Quantas vezes já escutámos o som destas palavras: “Maldita Matemática” (bruaá, 2020)? Semion Pantalíkin, miúdo fantasista e sonhador que gostava de hipérboles, já o escutou por diversas vezes. Naquele dia, na aula de matemática quando o “professor ditou o problema, os alunos apontaram-no e, quando o mestre tirou o relógio e sentenciou que tinham vinte minutos para o resolver, Semion Pantalkin passou a mão borratada de tinta pela cabeça redondinha e disse para os seus botões: “Se não o resolver, é o meu fim!”” – e, talvez, tenha repetido vezes sem conta Maldita Matemática. Nos seus exageros, era hábito “ver em tudo o lado mais sombrio” e, nessa aula de matemática, quando o professor ditou o problema, não foi diferente.
O jovem Semion Pantalkin “vivia tão-somente no meio das imagens concretas”, daí a dificuldade em resolver problemas tão abstractos como aquele que o professor lhe ditou. Seria ele capaz de responder a tão grande desafio? Será a matemática apenas um conjunto de algarismos, técnicas e memorização? Claro que não! A resolução de problemas apela à criatividade e incentiva o raciocínio e o pensamento reflexivo. O jovem Semion, atemorizado e completamente perdido, dá então asas à sua imaginação em busca de respostas. Mas o tempo vai passando e, em vez de soluções, só encontra perguntas e mais perguntas.

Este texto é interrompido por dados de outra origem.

PR #1670, opened 2022-09-05
DP-25774: Problem with the server side rendering of the tabs component

DmitriiTartynovLCM:
## Description
React hydration ignores any differences in attributes for performance reasons. So, it's not able to fix an ID mismatch and we see different IDs in the DOM and in the state. As a temporary workaround, we push different IDs to the state once the component completes its rendering. This triggers re-rendering and fixes the mismatch.

## Related Issue / Ticket

- [DP-25774](https://massgov.atlassian.net/browse/DP-25774)
- #1669

#### Today I learned...

There is a `useId()` hook introduced in React v18 that guarantees consistency of a random HTML ID across a server and a client.


clairesunstudio:
Thanks @DmitriiTartynovLCM! This does fix the tab issue in gatsby! Although, it generates a console error... I will merge this in for now, but we should really refactor this component. 
Screen Shot 2022-09-06 at 11 59 11 AM

clairesunstudio (approved):

PR #1683, opened 2022-10-26
DP-26194: Crazy attempt to automatically generate TS type declaration…

clairesunstudio:


clairesunstudio:
replaced by https://github.com/massgov/mayflower/pull/1687

PR #1685, opened 2022-10-27
React/dp 26194 fix search banner styles

clairesunstudio:
Screen Shot 2022-10-31 at 3 24 11 PM

Search banner with no filter or tabs still render an empty div resulting in excess spacing. This PR is to include the container div into conditional. Once this issue is fixed in the library, we can remove the temporary override in data hub https://github.com/massgov/data-hub-react/pull/6


clairesunstudio:
https://github.com/massgov/mayflower/pull/1729

PR #1699, opened 2022-11-15
DP-26366 Create typescript declarations for Mayflower React components

DmitriiTartynovLCM:

## Description
* Add auto-generated TypeScript declarations based on the components' proptypes.
* Enable support for React 17 and 18. Some dependencies may still be incompatible with those, but at least some components are usable.
* Replace `react-html-parser` with `html-react-parser` (for both `react` and `site` packages).
* Remove `airbnb-prop-types` from dependencies and rewrite prop types without them.
* Add some missing proptypes to the components.

## Related Issue / Ticket

- [JIRA issue](https://massgov.atlassian.net/browse/DP-26366)

## Steps to Test

* Use `yalc` to connect it to a TS project.
* Test the type checks & prop hints from an IDE.

#### Today I learned...
JSCodeShift could be a powerful tool for the code auto-generation.


packages/react/scripts/transform.ts
```diff
@@ -0,0 +1,471 @@
+// Taken from https://github.com/mskelton/ratchet/blob/main/transform.ts
```
clairesunstudio, line 1: I thought the jscodeshift library is handling the transformation from proptypes to types. Is there a reason we need to keep our copy of this file?

packages/react/.svgrrc-ts.js
```diff
@@ -0,0 +1,8 @@
+const baseConfig = require('./.svgrrc.js')
+
+module.exports = {
+  ...baseConfig,
+  "ext": "tsx",
+  "typescript": true,
+  "template": require('./icon-template-ts'),
```
clairesunstudio, line 7: seems like icons are working too? Does the transformation have 100% coverage?

packages/react/gulpfile.js
```diff
@@ -385,8 +389,102 @@ function cleanIconDir() {
...
+    .pipe(tsProject())
+    .dts
+    .pipe(
+      // @todo Is there a better way to do it? Some TS compiler options maybe?
+      replace(/(\s+from\s+['"])(Mayflower[a-z]+)\//ig, '$1../')
+    )
+    .pipe(dest('dist'))
+}
+
+const generateTsDeclarations = series(
```
clairesunstudio, line 459: what components are excluded as of this PR? 
Also, are defaultProps handled by the transformation?

packages/react/scripts/jsx-to-tsx
```diff
@@ -0,0 +1,67 @@
...
+ */
+
+const { existsSync, statSync, copyFileSync } = require('fs')
+const { exec } = require("child_process");
+
+const args = process.argv.slice(2)
+const sourceFilepath = args[0];
+if (!sourceFilepath) {
+  console.error('Please pass the source file path.');
+  process.exit(1);
```
clairesunstudio, line 17: can we let the default convert all components instead of exiting?

packages/react/gulpfile.js
clairesunstudio: e.g. I noticed that CompoundSlider has defaultProps that doesn't seem to reflect in types

clairesunstudio:
Tests failures are false positives - they are not related to this PR.

packages/react/.svgrrc-ts.js
clairesunstudio: confirmed true

packages/react/gulpfile.js
clairesunstudio: defaultProps are not handled, but all components have types declarations

packages/react/scripts/transform.ts
clairesunstudio: custom code to handle additional stuff, e.g. proptype `shape` https://github.com/massgov/mayflower/blame/767d4097e95ac9aad8fe60196e600501c66fddf5/packages/react/scripts/transform.ts

packages/react/scripts/jsx-to-tsx
DmitriiTartynovLCM: Just to keep in text what we discussed already. This script was developed for the manual conversion. Right now it could be used for debugging the TS conversion of a single component.

PR #1700, opened 2022-11-15
Patternlab/dp 26365 new feedback form

clairesunstudio:
Changed:
  - project: Patternlab
    component: MassFeedback, MassFeedbackSuccess
    description: Implement new design and validation logic, and clean up unused components and variants. (#1700)
    issue: DP-26365
    impact: Minor
Added:
  - project: Patternlab
    component: HelpTip
    description: Add HelpTip organism. (#1700)
    issue: DP-26365
    impact: Minor
  - project: Patternlab
    component: IconClose
    description: Add "close" icon. (#1700)
    issue: DP-26365
    impact: Minor
Fixed:
  - project: Patternlab
    component: InputRadio
    description: Fix input radio styles. (#1700)
    issue: DP-26365
    impact: Minor

-----

## Before:
https://mayflower.digital.mass.gov/patternlab/?p=viewall-organisms-feedback
Screen Shot 2022-11-22 at 11 56 51 AM

## After:
https://mayflower.digital.mass.gov/patternlab/b/patternlab/DP-26365-new-feedback-form/?p=viewall-organisms-feedback
Screen Shot 2022-11-22 at 11 57 57 AM

---

## Review Notes
1. Default form: https://mayflower.digital.mass.gov/patternlab/b/patternlab/DP-26365-new-feedback-form/?p=organisms-mass-feedback
> This screen shows the feedback form by default on every page. 
> Enter and clear inputs to check its validation logic, see [specs in figma] (https://www.figma.com/file/ehFzAlJHDkq2ToJPLsjocn/Feedback-Redesign?node-id=109%3A561&t=JmkmB0scc971W06S-0)
3. Form expanded with the urgent request alert: https://mayflower.digital.mass.gov/patternlab/b/patternlab/DP-26365-new-feedback-form/?p=organisms-mass-feedback-alert.
> This screen shows the form and help tip expanded, with the urgent request alert checked off. 
4. Thank you screen: https://mayflower.digital.mass.gov/patternlab/b/patternlab/DP-26365-new-feedback-form/?p=organisms-mass-feedback-success
> Note that the content in the thank you screen are fully configurable rich text. The contact link condition will be added as data in openmass.


clairesunstudio:
Not sure why keep seeing the those patternlab backstop failures https://app.circleci.com/pipelines/github/massgov/mayflower/4475/workflows/c72cd22a-e81a-4a1d-ab9b-b694d343f8b7/jobs/50907
These seem like false positives, as I'm seeing the image on the page.
https://mayflower.digital.mass.gov/patternlab/b/patternlab/DP-26365-new-feedback-form/?p=pages-contact-row-examples

clairesunstudio:
Changes in this PR impact feedback form on mass.gov https://pr1800-5jp8yiaecdsmotpslwrjkdsdqtgznvmt.tugboatqa.com/topics/higher-education 

Please merge this at the same time as the openness changes are ready.

clairesunstudio:
@ygannett can you do an accessibility review on the new feedback form in Mayflower?

ygannett:
@clairesunstudio Please see my notes on https://massgov.atlassian.net/browse/DP-26365 for the a11y review.

clairesunstudio:
@arthurbaghdas, per our last discussion:

1. Check with Joe on the org contact info flag logic - checking the box will display the contact message by default on both the form and the success screen. I added a `showWarnMsg` boolean for this purpose.
2. I combined the form and the success templates into one. Added a `submitted` boolean, this will control which screen to show. 
3. Submission logic: I didn't implement this in mayflower, I think this should be in openmass, as the success page should be rendered post-submission not before. Since there will still need to be JS in openmass to handle the form submission, I think that's the natural place to add that logic. 


I'm still working through some accessiblity fixes, but hopefully this unblocked you for implementing the form logic in openmass. Let me know in the morning if you want to discuss more. thanks!

arthurbaghdas:
Hi @clairesunstudio , another thing that I've found is that the negative text area always have a required attribute set, which means whenever I try to submit positive feedback the form is not submitting.
I think we should set the required attribute based on the user selection and this should be done in the scope of Mayflower front-end Implementation

clairesunstudio:
Interesting, it was not working like this before. Let me look into this.

clairesunstudio:
@arthurbaghdas, what you mentioned above should be fix now. Can you please check again?

clairesunstudio:
Addressed all accessibility comments

clairesunstudio:
Test in openmass PR https://github.com/massgov/openmass/pull/1785

packages/patternlab/styleguide/source/_patterns/03-organisms/feedback/mass-feedback.twig
```diff
@@ -1,9 +1,10 @@
-<div data-nosnippet="true" class="ma__mass-feedback-form">
-  <h2 class="visually-hidden">Feedback</h2>
-  <form class="ma__mass-feedback-form__form" method="post" novalidate action="{{ formAction }}" id="{{ formId }}">
-    <fieldset class="ma_feedback-fieldset feedback-load" role="radiogroup"{% if title.required %} aria-required="true"{% endif %}>
+<div data-nosnippet="true" class="ma__mass-feedback-form" id="feedback">
+  <h2 class="ma__mass-feedback-form__heading">{{ heading }}</h2><span class="ma__visually-hidden"> with your feedback</span>
```
ygannett: Can you put the `span` in the `h2`?  Then, the content of the span is announced as a part of the heading.  Currently, users need to go to the `span` to hear the content.

packages/patternlab/styleguide/source/_patterns/03-organisms/by-author/help-tip.twig
```diff
@@ -0,0 +1,47 @@
...
+      <span>{{ helpTip.textBefore }}</span>
+    {% endif %}
+    <button
+      class="ma__help-tip__trigger {{ helpTip.expanded ? 'ma__help-tip__trigger--active' : '' }}"
+      id="trigger-{{ helpTip.id }}"
+      aria-expanded="{{ helpTip.expanded ? 'true' : 'false' }}"
+      aria-controls="help-tip-content-{{ helpTip.id }}"
+    >
+      <span>{{ helpTip.textTrigger }}</span>
+      <span class="ma_help-tip__label-a11y ma__visually-hidden">Open tooltip to learn more.</span>
```
ygannett: When the help tip is set up for `aria-describedby`, the button for the tooltip in the container is not interactive with screen readers although the tooltip container content is announced followed by the button label. Screen reader users don't miss the information even the tooltip is collapsed.  But, the visually hidden text becomes not necessary as they don't need to open the tooltip anymore.  Let's remove L.16.  I'm sorry that I asked you to make this change though. 

I believe that keeping the help tip as `aria-describedby` help ensure SR users receive the information with the proper content flow while keyboard and mouse users can click the button to display the tooltip content.

packages/patternlab/styleguide/source/_patterns/03-organisms/by-author/help-tip.twig
```diff
@@ -0,0 +1,47 @@
...
+    {% endif %}
+  </span>
+  <div
+    class="ma__help-tip__container ma__help-tip__container--c-primary ma__help-tip__content {{ helpTip.expanded ? '' : 'collapsed' }}"
+    id="help-tip-content-{{ helpTip.id }}"
+    style="max-height:none"
+  >
+    <button
+      class="ma__help-tip__close-mobile"
+      aria-label="close tooltip"
```
ygannett: Based on above comment, this button doesn't make sense to screen reader users.  Let's remove L.30 aria-label.  It can be commented out for the future when interaction within aria-describedby content becomes available.

packages/patternlab/styleguide/source/_patterns/03-organisms/by-author/help-tip.twig
```diff
@@ -0,0 +1,47 @@
...
+    >
+      {{ icon('close') }}
+    </button>
+    <button
+      class="ma__help-tip__close-desktop"
+      aria-label="close tooltip"
```
ygannett: L.36.  Same as above comment.

ygannett (commented):
Thank you for all the changes.  We have a couple more things to work on. 

When the radio button is clicked, that triggers to display the text box for its associated option.  This is my guess, but it seems the display of the box is considered as a change to trigger the alert and resulting screen readers announce the character count while focus is still on the radio button, which doesn't make sense to SR users.
This is not happening with the current prod. feedback module.  Both markups are set up in the same way.  Not quite sure what's causing this issue.
Array

One way to resolve this could be adding `aria-hidden="true"` to `span.remainingChar` when appending it in /assets/js/modules/formInputs.js just to ensure the span is not visible to screen readers, then as the text area gets focus remove the `aria-hidden="true"`.  Any other solutions you think would be more efficient is welcome!

packages/patternlab/styleguide/source/_patterns/03-organisms/feedback/mass-feedback.twig
```diff
@@ -13,78 +14,75 @@
 
     <div class="ma__mass-feedback-form__fields">
       <fieldset class="ma_feedback-fieldset">
```
ygannett: Let's remove the `fieldset` since it's not necessary in this case as we've replaced the `legend` with `label`.

ygannett:
This error message is displayed by hitting the submit button. 
Array
I'm afraid that I missed this one at the last review.  Screen reader doesn't recognize it, just because it's displayed above the button after hitting it.  

To make the error message reactive like the other error message, it needs `role="region"`, `aria-live="polite"`, and its ID, also added to the `textarea`'s `aria-controls`.

I think we should think about how to handle this user error:
1. Should we wait to display the message until users hit the button?
2. It's a required field. Is it better to flag it when a user leaves the field empty?(= when the field loses focus after it has focus.)

As the error message is announced, I think it's helpful to set focus on the field, so a user can correct their error on the spot.  To screen reader users, it's not easy to find/locate a field with error to make a correction.

The field is announced as "required", then a user still leaves as blank.  It might be better to remind them it's a required field in the error message.

I'm open for discussion for better solution.  This one is a bit tricky and I see people would think different ways.

packages/patternlab/styleguide/source/_patterns/03-organisms/by-author/help-tip.twig
clairesunstudio: Are you suggesting adding `aria-describedby` instead? So it will always announce the helptext using screen readers?

clairesunstudio:
re: character remaining announcement, I'm getting the opposite experience using VO - the problem you described is in prod mass.gov and not with the new changes. 

re: error message, I think we should keep this experience consistent - it announces when the error shows up, which is when the user hits the submit button. That's usually when required fields are validated, onblur can be too much as they might not be ready to submit yet and it's ok to leave it empty if they don't intend to submit

clairesunstudio:
To handle the error messages appropriately:
>1. To make the error message reactive like the other error message, it needs role="region", aria-live="polite", and its ID, also added to the textarea's aria-controls.

I found that the appropriate role might be "alert", and it's one of the live regions so we don't need to add it explicitly. 

> 2. Add `aria-controls`.
> 3. find the first missed required field and set focus.

ygannett:
Happened to noticed this duplicate component:
Array
It seems that a character count snippet is added whenever the text box gets focus.

ygannett:
I'm afraid that the contact info. error message's aria-live is cancelled as it positions after the character count message:  https://gaurav5430.medium.com/quick-accessibility-wins-multiple-aria-live-on-single-action-caveat-b79a6f41e7cc
So, to solve this, we could group the char. count message and the error message together in one alert message container.  The container has `aria-live="polite"`, `aria-hidden="true`.  Then, by adding `aria-atomic="true"`, we can ensure all messages are announced.

I tried to avoid this approach by playing around with aria attributes and roles, but nothing works.

Also, we can remove `aria-controls` from `textarea` as the current approach doesn't work.

clairesunstudio:
@ygannett is going to experiment with the fixes in a follow-up PR.

clairesunstudio:
Screen Shot 2023-01-10 at 5 35 53 PM

Based on the decision in standup today - I disabled SR announcing the character count live, in favor of the error messages. Making the character count a SR notation as part of the description (help text) in data - this will need to be added in the openmass PR. 

```
    "helpText": "The feedback will only be used for improving the website. If you need assistance, please <a href='mass.gov'>contact the Department of xxxxx</a>. <span class='ma__visually-hidden'>Please limit your input to 500 characters. </span>",
```

tom-fleming (approved):

PR #1704, opened 2022-11-29
DP-26366: Make the title customizable on the `ResultsHeading` component.

DmitriiTartynovLCM:

## Description
The title could be more flexible. The default one doesn't work well for our case, e.g. it adds the ` for:` suffix even without any tags.

## Related Issue / Ticket

- [JIRA issue](https://massgov.atlassian.net/browse/DP-26366)

### DIFF
--- a/packages/react/src/components/molecules/ResultsHeading/index.js
+++ b/packages/react/src/components/molecules/ResultsHeading/index.js
@@ -19,11 +19,11 @@ import Tags from 'MayflowerReactMolecules/Tags';
 
 function getTitle(resultsHeading) {
   if (resultsHeading.title !== undefined) {
-    return resultsHeading.title
+    return resultsHeading.title;
   }
 
   const resultsHeadingTotal = resultsHeading.totalResults ? ` of ${resultsHeading.totalResults} for: ` : '';
-  return `Showing results ${resultsHeading.numResults}${resultsHeadingTotal}`;
+  return`Showing results ${resultsHeading.numResults}${resultsHeadingTotal}`;
 }
 
 const ResultsHeading = (resultsHeading) => {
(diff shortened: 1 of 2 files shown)


packages/react/src/components/molecules/ResultsHeading/index.js
```diff
@@ -17,21 +17,29 @@ import ButtonToggle from 'MayflowerReactButtons/ButtonToggle';
 import SelectBox from 'MayflowerReactForms/SelectBox';
 import Tags from 'MayflowerReactMolecules/Tags';
 
+function getTitle(resultsHeading) {
+  if (resultsHeading.title !== undefined) {
```
clairesunstudio, line 22:
```suggestion
  if (resultsHeading.title) {
```
I think it should check if it has a truthy value here

clairesunstudio (commented):
just one comment, otherwise looks good!

packages/react/src/components/molecules/ResultsHeading/index.js
```diff
@@ -17,22 +17,33 @@ import ButtonToggle from 'MayflowerReactButtons/ButtonToggle';
...
   const { tags } = resultsHeading;
   const selectBoxProps = resultsHeading.selectBox;
   const buttonToggleProps = resultsHeading.buttonToggle;
   return(
     <div className={classes}>
       <div className="ma__results-heading__container">
-        <div className="ma__results-heading__title">
-          {resultsHeadingTitle}
-        </div>
+        { title && (
```
clairesunstudio, line 42: I don't think this check is necessary, as there's always a fallback it seems.

clairesunstudio: nvm I see, you want the empty string to hide the title element completely

clairesunstudio (approved):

Porque será a matemática tão amaldiçoada? Talvez não seja bem compreendida, talvez necessite de mais treino, talvez haja meninos e meninas com mais competências no pensamento divergente do que no convergente. A matemática não pode ser maldita; pelo contrário, deverá ser acarinhada e estimulada para desenvolver o gosto na aprendizagem desta disciplina, uma aprendizagem onde é imperativo respeitar os ritmos – nenhum jovem aprendiz poderá tartamudear “Não fiz … não tive tempo…”.
As guardas decorativas apresentam o motivo relativo à história que vai iniciar – a matemática. A quadrícula, invocando um caderno diário, conduz o leitor à porta da sala de aula, onde nos espera um professor sisudo e austero, traçado pelos lápis e pincéis de João Fazenda. Os tons verdes, plenos de esperança, terminam em tons mais escuros, que dão lugar ao terrível momento de enfrentar o professor e informá-lo de que o exercício não foi concluído.
Numa articulação harmoniosa entre as imagens do ilustrador e texto Arkádi Avértchenko, o leitor desfruta de um excelente livro, uma leitura para todos os que aprendem matemática, professores, pais… – para todos os leitores.
Arkádi Avértchenko foi um dos grandes satiristas russos do princípio do século XX, apelidado de rei do riso. Fundou e dirigiu a histórica revista Satiricon, onde colaboraram grandes nomes da literatura e ilustração russa. Depois da Revolução de Outubro de 1917 teve que exilar-se, passando por vários países europeus e pelos Estados Unidos da América. No entanto, a sua carreira foi curta, morrendo aos 40 e poucos anos.
João Fazenda começou muito novo a colaborar com fanzines de banda desenhada, e andava no secundário quando o seu primeiro livro de BD foi publicado. Começou a fazer ilustração para livros e jornais, acabando por se dedicar a esta área depois de terminar a licenciatura em Pintura pela Faculdade de Belas Artes da Universidade de Lisboa. Colabora regularmente na imprensa nacional e estrangeira para publicações como o Público, Visão ou o New York Times. Ilustrou livros para todas as idades, capas de livros e discos, cartazes de cinema e campanhas institucionais. Em 2015 venceu o Prémio Nacional de Ilustração.